▸ **TASK REQUIREMENTS**:
Output the data in full and exactly as presented.

(Beginning of INPUT DATA)

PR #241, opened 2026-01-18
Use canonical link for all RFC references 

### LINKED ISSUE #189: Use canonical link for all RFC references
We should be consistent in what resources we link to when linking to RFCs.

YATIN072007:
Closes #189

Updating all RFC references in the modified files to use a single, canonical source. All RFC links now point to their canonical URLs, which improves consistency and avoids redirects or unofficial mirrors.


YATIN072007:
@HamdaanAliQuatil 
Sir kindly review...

(End of INPUT DATA)

▸ **EXPECTED ANSWER**:
PR #241, opened 2026-01-18
Use canonical link for all RFC references 

### LINKED ISSUE #189: Use canonical link for all RFC references
We should be consistent in what resources we link to when linking to RFCs.

YATIN072007:
Closes #189

Updating all RFC references in the modified files to use a single, canonical source. All RFC links now point to their canonical URLs, which improves consistency and avoids redirects or unofficial mirrors.


YATIN072007:
@HamdaanAliQuatil 
Sir kindly review...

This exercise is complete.